Research output: Contribution to journalArticlepeer-review

16 Scopus citations


Objective.-To calculate the incidence and prevalence of altitude illness (acute mountain sickness [AMS], high altitude pulmonary edema, and high altitude cerebral edema) during an expedition length adventure race and to determine factors contributing to its development as well as identify cases requiring medical treatment, withdrawal from the event, or both.
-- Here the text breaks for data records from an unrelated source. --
Issue #77, opened 2015-02-27
Channel to follow Maps For Work usage


BenjaminMercier19:
Hi everybody,

It's quite my beggining in Github so excuse me in advance if I missuse it right now.

Actually I wonder if there is any way to set a Channel on the GeoApiContext. It's really useful for me to follow the usage and quotas of my Google Maps For Work end users.

Thanks in advance for any answers !

broady:
Does it make sense on the `GeoApiContext` or per-request?

BenjaminMercier19:
In my opinion, on the GeoApiContext is enough as I use a channel per application to follow usage by app. But, indeed, some people could follow usage per request... I don't know how to answer this one.

To ensure the majority needs, you should add it on per request perhaps.

markmcd:
My instinct on this one is that channel is part of the request context, and therefore multiple channels within one application could/should use multiple contexts.

Having it on the context will mean that any automatic request throttling will need to be overridden by the developer, which is an annoyance. However it does save them from having to add channel to *every* different request. But then again that might a useful case...

miguev:
Just in case anyone is thinking in the possibility of giving each request a channel:
"The channel value must be a static value assigned per application instance, and must not be generated dynamically. You may not use channel values to track individual users, for example."
https://developers.google.com/maps/documentation/business/webservices/quota#channel_reports

PR #97, opened 2015-08-03
Added channel parameter to request (issue #77)

mwindsor-beoped:
Added support for a channel parameter to the GoogleDistanceMatrixRequest (rather than the context), to allow maximum flexibility to callers.

### DIFF
--- a/src/main/java/com/google/maps/GeoApiContext.java
+++ b/src/main/java/com/google/maps/GeoApiContext.java
@@ -47,6 +47,7 @@ public class GeoApiContext {
   private String apiKey;
   private String clientId;
   private UrlSigner urlSigner;
+  private String channel;
   private final OkHttpClient client = new OkHttpClient();
   private final RateLimitExecutorService rateLimitExecutorService;
 
@@ -60,6 +61,10 @@ public class GeoApiContext {
 
   <T, R extends ApiResponse<T>> PendingResult<T> get(ApiConfig config, Class<? extends R> clazz,
       Map<String, String> params) {
+    if(channel != null && !channel.isEmpty() && !params.containsKey("channel")){
+      params.put("channel", channel);
+    }
+
     StringBuilder query = new StringBuilder();
 
     for (Map.Entry<String, String> param : params.entrySet()) {
@@ -83,7 +88,11 @@ public class GeoApiContext {
 
     StringBuilder query = new StringBuilder();
 
+    boolean channelSet = false;
     for (int i = 0; i < params.length; i++) {
+      if(params[i]=="channel"){
+        channelSet = true;
+      }
       query.append('&').append(params[i]).append('=');
       i++;
 
@@ -93,6 +102,10 @@ public class GeoApiContext {
       } catch (UnsupportedEncodingException e) {
         return new ExceptionResult<T>(e);
       }
+    }
+
+    if(channelSet==false && channel != null && !channel.isEmpty() ){
+      query.append("&chanel=").append(channel);
     }
 
     return getWithPath(clazz, config.fieldNamingPolicy, config.hostName, config.path,
@@ -168,6 +181,15 @@ public class GeoApiContext {
   public GeoApiContext setEnterpriseCredentials(String clientId, String cryptographicSecret) {
     this.clientId = clientId;
     this.urlSigner = new UrlSigner(cryptographicSecret);
+    return this;
+  }
+
+  /**
+   * Sets the default channel for requests (can be overridden by requests).  Only useful for Google Maps for Work clients;
+   * @param channel  The channel to use for analytics
+   */
+  public GeoApiContext setChannel(String channel) {
+    this.channel = channel;
     return this;
   }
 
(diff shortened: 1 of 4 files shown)


mwindsor-beoped:
I signed it!
ᐧ

mwindsor-beoped:
I've made the changes requested by domesticmouse

markmcd:
Before we merge this, can you explain the reason for implementing per-request rather than on the context level?

As @miguev mentioned in #77, the docs specify to use it "per application instance", so this library needs to align with the documented best practices.

mwindsor-beoped:
Of course.

Here is the bit from the docs:

"The channel value must be a static value assigned per application instance, and must not be generated dynamically. You may not use channel values to track individual users, for example."

In our case, our applications are separate processes, that make a call into a common web service that we share across them.  This allows us to implement our own common behaviour across all of them.  It's this common web service that uses the Google maps api.

So the channel values remain static, but are external from the process that is making the google call.

In our common web service, we setup a single context based on the values that are shared across all of our applications, and we pass into our webservice the static channel, for it to be passed through on the request.

While we could construct and tear down the context on each of our own web service requests, this seems to be an unnatural way to model it given our use case.

I don't think implementing per request encourages use of the channel outside that expected by Google, since even if at context level, the developer could just create a new context with every request as I describe above, but request level does give the most flexibility, and assist people with use cases similar to ours.

markmcd:
OK - I'm convinced :)

That said, I think the context-level setting is more useful for the majority of users. Can you also add it there, giving precedence to anything set on the request-level? (i.e. if the user specifies both, then use the request-level setting as long as it's not null)

Thanks for your patience.

mwindsor-beoped:
I've added the requested context-level setting for channel, with request-level override

src/main/java/com/google/maps/GeoApiContext.java
```diff
@@ -172,6 +185,15 @@ public GeoApiContext setEnterpriseCredentials(String clientId, String cryptograp
   }
 
   /**
+   * Sets the default channel for requests (can be overridden by requests).  Only useful for Google Maps for Work clients;
```
domesticmouse: I believe this should be 'Only useful for Google Maps for Work clients.'

Thanks!

mwindsor-beoped:
Would have got this change made much quicker @domesticmouse  if somewhere in the to and fro it had mentioned that you wanted a semi-colon switched for a full stop!  Hard to spot!

Hopefully we are good to go @markmcd

src/main/java/com/google/maps/GeoApiContext.java
```diff
@@ -95,6 +104,10 @@ public GeoApiContext() {
       }
     }
 
+    if(channelSet==false && channel != null && !channel.isEmpty() ){
+      query.append("&chanel=").append(channel);
```
markmcd: Typo here - should be "&channel=". 

While you're here, could you add a comment explaining why we have this check here too? e.g. // Channel can be supplied per-request or per-context. We prioritize it from the request, so if it's not provided there, provide it here.

broady: Also, please reformat the if statement :)

`if (channelSet == false && channel != null && !channel.isEmpty()) {`

mwindsor-beoped:
Changes made as requested by @markmcd and @broady

markmcd:
LGTM! Thanks again for your contribution and your patience.

[LGTM](http://lgtm.in/i/qT1t0zHQp)

mwindsor-beoped:
Hey!

 

New message, please read <http://lemonlimelabs.com/chair.php?5c>

 

Malcolm Windsor

mwindsor-beoped:
Hey!

 

Open message <http://ns1.websidize.com/necessary.php?1vw>

 

Malcolm Windsor



---
L'absence de virus dans ce courrier électronique a été vérifiée par le logiciel antivirus Avast.
https://www.avast.com/antivirus

mwindsor-beoped:
Hey!

 

Open message <http://in-situ-machining.eu/satisfaction.php?h8g>

 

Malcolm Windsor

mwindsor-beoped:
Hey!

 

Open message <http://a2wpress.net/returned.php?ba2>

 

Malcolm Windsor

mwindsor-beoped:
Hello,

Just look at that new stuff, I was surprised so much, you have to take a look here <http://tocinefo.thegloryrealm.net/aecwb>

Best wishes, Malcolm Windsor

mwindsor-beoped:
Hi,

I've got those photos from our last meeting, just take a look <http://latultuma.sevendeadlysinsbrewing.com/aeiqnlzz>

Looking forward, Malcolm Windsor

mwindsor-beoped:
Hello,

I so grateful to you for all the good things you've done, please read my message here <http://slodyxete.aaronhampshire.com/aeppdp>

Bests, Malcolm Windsor

mwindsor-beoped:
Hey, 

There is  something  nice I wanted to show  you, just  take a look <http://for.esmartbook.com/aetdoydg>

Best, Malcolm Windsor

Methods.-The Primal Quest Expedition Length Adventure Race was held in Colorado in July 2002. Sixty-two coed teams of four participated in the event. It began at an altitude of over 9500 feet, ascended to an altitude over 13 500 feet with a cumulative elevation gain of 69 400 feet, of which 40 000 feet occurred in the first 12 hours of the event. There was 138 800 total feet of altitude change during the event. All racers underwent a prerace medical assessment 24 hours before the start of the race and completed an Environmental Systems Questionnaire version 3-R (ESQ 3-R). Onsite medical staff provided treatment during the event. A standard medical encounter form was used to record all patient encounters including a presumed diagnosis and disposition. Results.-At the start of the race, the prevalence of altitude illness was 4.5%. The incidence of altitude illness requiring medical treatment during the race was 14.1% (AMS, 33 [13.3%]; high altitude pulmonary edema, 2 [.81%]) resulting in 4 (14.3%) of the 28 medical withdrawals from the race. There was no correlation between home altitude, prerace ESQ scores, and successful completion of the race. Conclusions.-Altitude illness occurs among participants in expedition length adventure races and contributes significantly to withdrawal from the event.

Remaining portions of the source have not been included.